-------- Supplied records

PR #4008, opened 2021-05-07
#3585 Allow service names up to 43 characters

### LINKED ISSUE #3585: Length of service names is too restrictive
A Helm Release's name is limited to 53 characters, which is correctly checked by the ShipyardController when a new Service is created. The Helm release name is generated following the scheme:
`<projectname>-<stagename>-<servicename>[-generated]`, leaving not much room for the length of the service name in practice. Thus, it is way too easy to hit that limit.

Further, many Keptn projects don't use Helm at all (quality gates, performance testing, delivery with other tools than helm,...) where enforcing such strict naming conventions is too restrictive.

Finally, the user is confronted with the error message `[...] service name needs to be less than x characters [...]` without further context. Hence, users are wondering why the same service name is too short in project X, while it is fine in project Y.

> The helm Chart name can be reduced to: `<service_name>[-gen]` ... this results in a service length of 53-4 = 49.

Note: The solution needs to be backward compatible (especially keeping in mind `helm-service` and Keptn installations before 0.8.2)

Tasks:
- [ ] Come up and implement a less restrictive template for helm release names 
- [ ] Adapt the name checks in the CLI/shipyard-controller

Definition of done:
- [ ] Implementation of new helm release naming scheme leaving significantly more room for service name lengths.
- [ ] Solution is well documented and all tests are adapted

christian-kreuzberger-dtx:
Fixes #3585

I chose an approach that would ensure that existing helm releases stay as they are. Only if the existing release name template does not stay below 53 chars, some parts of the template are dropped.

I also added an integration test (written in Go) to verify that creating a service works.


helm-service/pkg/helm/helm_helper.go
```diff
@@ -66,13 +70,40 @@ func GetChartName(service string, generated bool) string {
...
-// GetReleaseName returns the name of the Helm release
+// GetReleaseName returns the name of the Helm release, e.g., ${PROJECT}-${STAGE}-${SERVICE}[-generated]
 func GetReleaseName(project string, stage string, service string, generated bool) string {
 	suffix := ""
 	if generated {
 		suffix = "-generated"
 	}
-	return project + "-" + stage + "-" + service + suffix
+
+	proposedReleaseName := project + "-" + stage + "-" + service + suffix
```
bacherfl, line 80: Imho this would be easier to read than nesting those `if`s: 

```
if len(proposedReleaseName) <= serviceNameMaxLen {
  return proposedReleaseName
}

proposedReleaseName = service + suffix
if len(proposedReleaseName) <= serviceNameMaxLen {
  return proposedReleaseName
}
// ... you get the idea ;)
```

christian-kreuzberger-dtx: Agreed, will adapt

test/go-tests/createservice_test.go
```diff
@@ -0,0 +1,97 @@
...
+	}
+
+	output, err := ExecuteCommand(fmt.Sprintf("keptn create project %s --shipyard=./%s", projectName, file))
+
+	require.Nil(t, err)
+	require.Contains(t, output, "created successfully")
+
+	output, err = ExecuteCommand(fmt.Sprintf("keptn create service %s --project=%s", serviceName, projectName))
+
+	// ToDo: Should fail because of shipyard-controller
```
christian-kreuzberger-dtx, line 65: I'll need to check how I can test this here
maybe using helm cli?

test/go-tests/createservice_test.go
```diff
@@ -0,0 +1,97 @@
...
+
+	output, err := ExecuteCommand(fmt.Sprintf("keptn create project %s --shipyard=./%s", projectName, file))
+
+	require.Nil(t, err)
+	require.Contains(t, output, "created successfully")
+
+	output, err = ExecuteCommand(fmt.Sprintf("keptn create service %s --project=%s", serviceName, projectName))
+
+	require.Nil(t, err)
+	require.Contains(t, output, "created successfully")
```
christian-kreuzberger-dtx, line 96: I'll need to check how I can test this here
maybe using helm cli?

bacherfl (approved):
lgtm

----------------
-------- Supplied records

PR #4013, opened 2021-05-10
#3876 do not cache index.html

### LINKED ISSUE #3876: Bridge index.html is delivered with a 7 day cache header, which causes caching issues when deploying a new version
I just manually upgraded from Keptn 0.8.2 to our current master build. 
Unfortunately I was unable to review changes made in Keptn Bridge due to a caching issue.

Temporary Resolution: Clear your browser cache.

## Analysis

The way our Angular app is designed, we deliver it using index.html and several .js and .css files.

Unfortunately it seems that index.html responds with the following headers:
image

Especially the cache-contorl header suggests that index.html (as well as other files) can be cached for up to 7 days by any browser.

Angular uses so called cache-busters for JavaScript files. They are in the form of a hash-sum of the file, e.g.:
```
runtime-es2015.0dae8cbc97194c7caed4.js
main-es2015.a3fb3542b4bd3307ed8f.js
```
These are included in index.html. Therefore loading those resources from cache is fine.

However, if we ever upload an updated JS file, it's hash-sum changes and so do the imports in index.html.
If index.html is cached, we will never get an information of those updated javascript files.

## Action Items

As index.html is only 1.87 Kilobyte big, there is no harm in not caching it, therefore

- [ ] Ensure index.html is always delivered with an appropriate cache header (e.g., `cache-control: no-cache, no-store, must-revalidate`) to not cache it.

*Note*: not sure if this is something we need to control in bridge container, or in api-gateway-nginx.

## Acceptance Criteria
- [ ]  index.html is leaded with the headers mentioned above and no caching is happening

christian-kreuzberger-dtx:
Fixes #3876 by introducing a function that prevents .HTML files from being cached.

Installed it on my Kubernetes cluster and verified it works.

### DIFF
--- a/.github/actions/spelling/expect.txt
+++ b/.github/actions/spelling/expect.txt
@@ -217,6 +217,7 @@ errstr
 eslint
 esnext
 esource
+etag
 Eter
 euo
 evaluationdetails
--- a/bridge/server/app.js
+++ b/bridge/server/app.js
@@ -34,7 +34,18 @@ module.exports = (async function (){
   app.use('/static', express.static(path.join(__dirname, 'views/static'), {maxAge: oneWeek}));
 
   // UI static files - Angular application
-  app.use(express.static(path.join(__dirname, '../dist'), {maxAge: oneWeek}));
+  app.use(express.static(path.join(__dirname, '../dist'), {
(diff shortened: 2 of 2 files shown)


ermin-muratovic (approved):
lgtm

----------------
-------- Supplied records

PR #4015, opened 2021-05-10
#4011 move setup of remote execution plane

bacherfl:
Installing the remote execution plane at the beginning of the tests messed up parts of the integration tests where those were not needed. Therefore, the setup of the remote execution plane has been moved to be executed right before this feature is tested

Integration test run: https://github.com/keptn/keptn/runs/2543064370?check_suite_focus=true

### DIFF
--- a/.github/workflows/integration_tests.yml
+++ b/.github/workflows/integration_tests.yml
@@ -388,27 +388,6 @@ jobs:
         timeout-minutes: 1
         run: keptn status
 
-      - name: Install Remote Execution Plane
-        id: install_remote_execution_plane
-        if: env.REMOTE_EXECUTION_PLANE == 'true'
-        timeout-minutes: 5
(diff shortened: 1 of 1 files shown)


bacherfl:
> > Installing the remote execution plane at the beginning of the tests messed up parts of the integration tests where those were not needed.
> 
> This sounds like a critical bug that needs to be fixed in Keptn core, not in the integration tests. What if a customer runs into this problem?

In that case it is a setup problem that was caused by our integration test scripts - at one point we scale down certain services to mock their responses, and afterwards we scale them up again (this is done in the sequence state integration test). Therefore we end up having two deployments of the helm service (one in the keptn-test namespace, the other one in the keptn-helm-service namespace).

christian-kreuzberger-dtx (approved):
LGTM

----------------

[Directions]
Would you report every line of the entries above containing the word "approved"?

[Solution for this problem]
bacherfl (approved):
ermin-muratovic (approved):
christian-kreuzberger-dtx (approved):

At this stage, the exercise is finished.